→ Input data
⟨
PR #2649, opened 2018-03-06
Updating UAPvNext TFM

joperezr:
cc: @zhenlan @weshaggard @ericstj 

Updating the UAP TFM on WCF to match corefx.

@ericstj I didn't update the packageIndex inboOn for uap RS3, since these guys are a bit special given that we still had assets that applied to RS3 on the packages. Do we want to update the package index and have these guys have a placeholder for RS3 instead? or should we do the TreatAsOutOfBox supression?

### DIFF
--- a/dir.props
+++ b/dir.props
@@ -11,7 +11,7 @@
 
   <!-- Define vNext UAP Moniker -->
   <PropertyGroup>
-    <UAPvNextVersion>10.0.15138</UAPvNextVersion>
+    <UAPvNextVersion>10.0.16300</UAPvNextVersion>
     <UAPvNextTFMFull>UAP,Version=v$(UAPvNextVersion)</UAPvNextTFMFull>
     <UAPvNextTFM>uap$(UAPvNextVersion)</UAPvNextTFM>
   </PropertyGroup>
--- a/pkg/baseline/packageIndex.json
+++ b/pkg/baseline/packageIndex.json
@@ -36,7 +36,9 @@
         "4.3.1"
       ],
       "BaselineVersion": "4.5.0",
-      "InboxOn": {},
+      "InboxOn": {
+        "uap10.0.16299": "4.1.1.0"
+      },
       "AssemblyVersionInPackageVersion": {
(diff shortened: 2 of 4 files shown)


ericstj:
I would expect that WCF wants to be treated as out of box so that their API isn't locked by what was inbox in UAP.  We can either do that by updating the package index and adding a suppression, or just leave the index alone.  I'd feel a bit better about updating the index since it keeps it in sync with how we do things elsewhere.

StephenBonikowsky:
@zhenlan Could you clarify this a bit for us? Our binaries were part of the UAP metapackage that shipped inbox on RS3. Is the discussion here about how we are shipping for RS4, as in In-Box versus Out-Of-Box for RS4? Why would we want to do it differently than we did for RS3?

Also, should whatever the end result of this PR be ported to the uwp6.1 branch?

joperezr:
> I'd feel a bit better about updating the index since it keeps it in sync with how we do things elsewhere.

Sounds good, I'll do that then.

joperezr:
> Could you clarify this a bit for us?

The intention of this is basically to prepare the new changes going in to master to target the next release of UWP.

> Also, should whatever the end result of this PR be ported to the uwp6.1 branch?

Yes, I believe this work should be ported to that branch once it's in master.

zhenlan:
> I would expect that WCF wants to be treated as out of box so that their API isn't locked by what was inbox in UAP

I am still a bit confused about this. What makes something considered in-box vs. out-out-box?

joperezr:
If the package index states that this assembly was shipped inbox on UAP RS3, then package validation will fail when when building the packages next time because it will say that the package index shows that assemblies should be inbox (which means packages shouldn't have an asset for them in that framework) but the package did have an asset resolved for that framework. What @ericstj suggests is to update the index, but add a validation suppression in order to keep the assets for UAP on the package without validation failing, this way, you will be able to do API additions after we ship the next version of UAP.

StephenBonikowsky:
This looks good to me now, any questions @zhenlan ?

PR #2652, opened 2018-03-07
Workaround for GitHub disabling weak crypto.

StephenBonikowsky:
* Needed to publish build info to dotnet/versions.
* See https://github.com/dotnet/core-eng/issues/2734
* See https://github.com/dotnet/core-eng/issues/2772


StephenBonikowsky:
Switching to using dotnet.exe msbuild instead of build-managed.cmd because TLS1.2 is already enabled in Core.

PR #2665, opened 2018-03-09
Fix http timeout on windows

mconnew:
Also adds test that's only enabled when setting the Long_Running property. This is to enable running the test in CI and nightly's but not slow down individual local runs.

### DIFF
--- a/src/System.Private.ServiceModel/tests/Scenarios/Binding/Http/BasicHttpBindingTests.4.0.0.cs
+++ b/src/System.Private.ServiceModel/tests/Scenarios/Binding/Http/BasicHttpBindingTests.4.0.0.cs
@@ -8,7 +8,7 @@ using System.ServiceModel.Channels;
 using Infrastructure.Common;
 using Xunit;
 
-public static class Binding_Http_BasicHttpBindingTests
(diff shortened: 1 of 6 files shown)


zhenlan:
Add @KKhurin for code review.

src/System.Private.ServiceModel/tests/Scenarios/Binding/Http/BasicHttpBindingTests.4.0.0.cs
```diff
@@ -42,4 +42,45 @@ public static void DefaultSettings_Echo_RoundTrips_String()
...
+        try
+        {
+            // *** SETUP *** \\
+            binding = new BasicHttpBinding();
+            binding.SendTimeout = bindingSendTimeout;
+            factory = new ChannelFactory<IWcfService>(binding, new EndpointAddress(Endpoints.HttpBaseAddress_Basic));
+            serviceProxy = factory.CreateChannel();
+
+            // *** EXECUTE *** \\
+            string result = serviceProxy.EchoWithTimeout("Hello", serviceOperationTimeout);
```
KKhurin: NIT, use testString here?

zhenlan:
@mconnew can this be merged?

PR #2668, opened 2018-03-10
Add new exception handling logic for SocketsHttpHandler differences

mconnew:
Added changes needed for failure modes with SocketsHttpHandler as it throws different exceptions than the previous HttpClientHandler implementations.
Switched to using CredentialCache to restrict credentials to a single authentication mechanism. This matches the full framework behavior.
Improved the DigestAuthentication request validation to fail if the client sends authentication headers which aren't digest.


mconnew:
Only test failing now looks to be digest authentication. This is likely a protocol error in either the WCF service side digest authentication component I wrote or the digest protocol support in SocketsHttpHandler. I'll investigate to work out which it is.

mconnew:

Issue #1888, opened 2017-05-03
Test Case Failure: NetTcp_TransportSecurity_Streamed_TimeOut_Long_Running_Operation


StephenBonikowsky:
StreamingTests.NetTcp_TransportSecurity_Streamed_TimeOut_Long_Running_Operation

Has been failing in CI recently and needs to be investigated.

Stacktrace
MESSAGE:
Assert.Throws() Failure\r\nExpected: typeof(System.TimeoutException)\r\nActual: typeof(System.ServiceModel.CommunicationException): The socket connection was aborted because an asynchronous send to the socket did not complete within the allotted timeout of 00:00:04.9949997. The time allotted to this operation may have been a portion of a longer timeout.
+++++++++++++++++++
STACK TRACE:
⟩
→ Work required
Which lines of the material contain "master"? List them.

→ Solution for this problem
The intention of this is basically to prepare the new changes going in to master to target the next release of UWP.
Yes, I believe this work should be ported to that branch once it's in master.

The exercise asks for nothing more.